I can understand a few of the frustrations with TypeScript, but maybe it would help to view it as a necessary evil.

As it is, I already found a few coding mistakes in the process of converting the codebase to TS. It sounds like the drawback here is having a compilation step and being forced to write code a little differently. IMO, compilation isn’t a big deal. Taking away the ability to write code more freely is what we need consensus on.

The alternative to the PR is probably going to be the status quo, type-less development in JS and a .d.ts file that may fall behind on any given commit.

tunnckoCore commented 1 year ago

@tommyhtran agree.

But I'm coming from that that the parser could be hard to be typed, and really there's not much need for that - it's an internal.
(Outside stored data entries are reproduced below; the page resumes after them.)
PR #1255, opened 2016-11-23
Get GLSL version dynamically

loganmc10:
Instead of hardcoding the ```#version XXX core``` header into the GLSL sources, this will use GL_MAJOR_VERSION and GL_MINOR_VERSION to automatically generate the header.

For instance, if the user has a GFX card that reports OpenGL 4.2, the header will become ```#version 420 core```

The purpose here is to get rid of the separate GLES3.1 version of the plugin. With this change, even when using the GLES3 version, the GLSL header will be ```#version 310 es``` if the user's phone supports it. This will allow GL_MULTISAMPLING_SUPPORT and GL_IMAGE_TEXTURE_SUPPORT to work in the GLES3 version of the plugin if the user's phone supports GLES3.1.

### DIFF
--- a/src/ShaderUtils.cpp
+++ b/src/ShaderUtils.cpp
@@ -1,5 +1,6 @@
 #include <assert.h>
 #include <stdio.h>
+#include <sstream>
 #include "ShaderUtils.h"
 #include "Config.h"
 #include "Log.h"
@@ -56,10 +57,46 @@ void logErrorShader(GLenum _shaderType, const std::string & _strShader)
 	}
 }
 
+const std::string &  getHeader()
+{
+	static std::string strHeader;
+	if (!strHeader.empty())
+		return strHeader;
+
+	OGLVideo & ogl = video();
+	OGLRender & render = ogl.getRender();
+	std::stringstream headerStream;
+#if defined(GLES2)
+	headerStream << "#version 100 " << std::endl;
+	if (config.generalEmulation.enableLOD > 0) {
+		headerStream << "#extension GL_EXT_shader_texture_lod : enable " << std::endl \
+			<< "#extension GL_OES_standard_derivatives : enable " << std::endl;
+	}
+#elif defined(GLESX)
+	headerStream << "#version " << render.majorVersion << render.minorVersion << "0 es " << std::endl;
+#else
+	headerStream << "#version " << render.majorVersion << render.minorVersion << "0 core " << std::endl;
+	if (video().getRender().isImageTexturesSupported() && ((render.majorVersion * 10) + render.minorVersion) < 42)
+		headerStream << "#extension GL_ARB_shader_image_load_store : enable " << std::endl \
+			<< "#extension GL_ARB_shading_language_420pack : enable " << std::endl;
+#endif
+	strHeader = headerStream.str();
+	return strHeader;
+}
+
+const char* addGLSLVersion(const char* shaderString)
+{
+	static std::string strResult;
+	strResult = getHeader();
+	strResult.append(shaderString);
+	return strResult.c_str();
+}
+
 GLuint createShaderProgram(const char * _strVertex, const char * _strFragment)
 {
 	GLuint vertex_shader_object = glCreateShader(GL_VERTEX_SHADER);
-	glShaderSource(vertex_shader_object, 1, &_strVertex, nullptr);
+	const char* vertex_shader_string = addGLSLVersion(_strVertex);
+	glShaderSource(vertex_shader_object, 1, &vertex_shader_string, nullptr);
 	glCompileShader(vertex_shader_object);
 	assert(checkShaderCompileStatus(vertex_shader_object));
 
@@ -67,7 +104,8 @@ GLuint createShaderProgram(const char * _strVertex, const char * _strFragment)
 		logErrorShader(GL_VERTEX_SHADER, _strVertex);
 
 	GLuint fragment_shader_object = glCreateShader(GL_FRAGMENT_SHADER);
-	glShaderSource(fragment_shader_object, 1, &_strFragment, nullptr);
+	const char* fragment_shader_string = addGLSLVersion(_strFragment);
+	glShaderSource(fragment_shader_object, 1, &fragment_shader_string, nullptr);
 	glCompileShader(fragment_shader_object);
 	assert(checkShaderCompileStatus(fragment_shader_object));
 
--- a/src/ShaderUtils.h
+++ b/src/ShaderUtils.h
@@ -4,6 +4,7 @@
 #include "OpenGL.h"
 #include "Combiner.h"
 
+const char* addGLSLVersion(const char* shaderString);
 GLuint createShaderProgram(const char * _strVertex, const char * _strFragment);
 bool checkShaderCompileStatus(GLuint obj);
 bool checkProgramLinkStatus(GLuint obj);
--- a/src/GLES2/GLSLCombiner_gles2.cpp
+++ b/src/GLES2/GLSLCombiner_gles2.cpp
@@ -100,7 +100,8 @@ static
 GLuint _createShader(GLenum _type, const char * _strShader)
 {
 	GLuint shader_object = glCreateShader(_type);
-	glShaderSource(shader_object, 1, &_strShader, nullptr);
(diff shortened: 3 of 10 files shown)


src/ShaderUtils.h
```diff
@@ -4,6 +4,8 @@
 #include "OpenGL.h"
 #include "Combiner.h"
 
+static std::string finalString;
```
gonetz: 1. finalString is a bad name. Very bad for global name.
2. You don't need to declare it there. Move declaration to addGLSLVersion

src/ShaderUtils.cpp
```diff
@@ -56,18 +56,42 @@ void logErrorShader(GLenum _shaderType, const std::string & _strShader)
...
+	finalString = "#version "+ GLversion + "0 es \n";
+#else
+	finalString = "#version "+ GLversion + "0 core \n";
+	if (video().getRender().isImageTexturesSupported() && stoi(GLversion) < 42)
+		finalString += "#extension GL_ARB_shader_image_load_store : enable \n";
+#endif
+	finalString.append(shaderString);
+	return finalString.c_str();
+}
+
```
gonetz: I don't like that the strings calculated each time addGLSLVersion called.

I suggest:

+const std::string &  getHeader()
 +{
       static std::string strHeader;
       if (!strHeader().empty())
          return strHeader;


 +	OGLVideo & ogl = video();
 +	OGLRender & render = ogl.getRender();
 +	std::string GLversion = std::to_string(render.majorVersion) + std::to_string(render.minorVersion);
 +#if defined(GLES2)
 +	strHeader= "#version 100 \n";
 +	if (config.generalEmulation.enableLOD > 0) {
 +		strHeader+= "#extension GL_EXT_shader_texture_lod : enable \n" \
 +			"#extension GL_OES_standard_derivatives : enable \n";
 +	}
 +#elif defined(GLESX)
 +	strHeader= "#version "+ GLversion + "0 es \n";
 +#else
 +	strHeader= "#version "+ GLversion + "0 core \n";
 +	if (video().getRender().isImageTexturesSupported() && stoi(GLversion) < 42)
 +		strHeader+= "#extension GL_ARB_shader_image_load_store : enable \n";
 +#endif
 +	return strHeader;
 +}

const char* addGLSLVersion(const char* shaderString)
 +{
       static std::string strResult;
        strResult = getHeader();
 +	strResult .append(shaderString);
 +	return strResult .c_str();
 +}

src/ShaderUtils.h
loganmc10: I agree it is a bad name. glShaderSource takes a pointer to the string as an argument. If the string is declared inside the function then it is destroyed when the function returns and the pointer becomes invalid. If there is some other way to do this I'm open to it, I'm not a C++ expert

gonetz:
>If the string is declared inside the function then it is destroyed when the function returns

Not if variable declared as static.

loganmc10:
Thanks for the tips, I've updated the pull request, I'll do a bit of testing on different platforms to make sure there are no issues

loganmc10:
I had to modify it from using std::to_string to using sprintf() since Android doesn't support std::to_string

loganmc10:
So I've tested this on Windows and Linux, including Image Texture support on a machine with GL < 4.2 but that supports the required extensions.

It all seems to work except I am getting a crash on Android, I forgot my USB cable today so I'm not able to debug it right now, I'll let you know when I've sorted it out.

fzurita:
spring is a C style call stringstream is the C++ version

loganmc10:
Ok I updated the code to use stringstream, I still get a crash on Android, it works on Linux using GLES (it correctly appends ```#version 300 es``` for instance when I use GLES3 mode.

On Android I get:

The rest is just a big bloat around the parser which can be simplified dramatically just like I did with formidable-mini (i'm playing around), which is around the same parser, but the rest on top of it is just a single simple class which won't be that hard to be written in TypeScript - not like the current one.

The thing is that we obviously (based on downloads stats of older versions) should focus on legacy and backporting things.. which drives out the motivation to work at all. In 2023 I'll figure out how to make users to migrate or upgrade, and why not we can get paid for helping and consulting. I'm very excited about v3, v4 and formidable-mini, but..

GrosSacASac commented 1 year ago

Ok lets have a vote (react with one)

Continue with current situation (types in a separate project) ❤️

Add type defintion side by side to original source files (.js files + .d.ts files) 🚀

Convert project to typescript and have type definition in the source files, use a compiler to have js files on publish 😄

tunnckoCore commented 3 months ago

@GrosSacASac i'll move formidable-mini as a separate repo in the org.

Currently it is on https://github.com/tunnckoCore/opensource/tree/master/modules/formidable-mini.

We can start moving tests there, and maybe tag it as v4? It's already API compatible kind of, without the file size options and stuff, but could be used for migrating users. And we can type it too.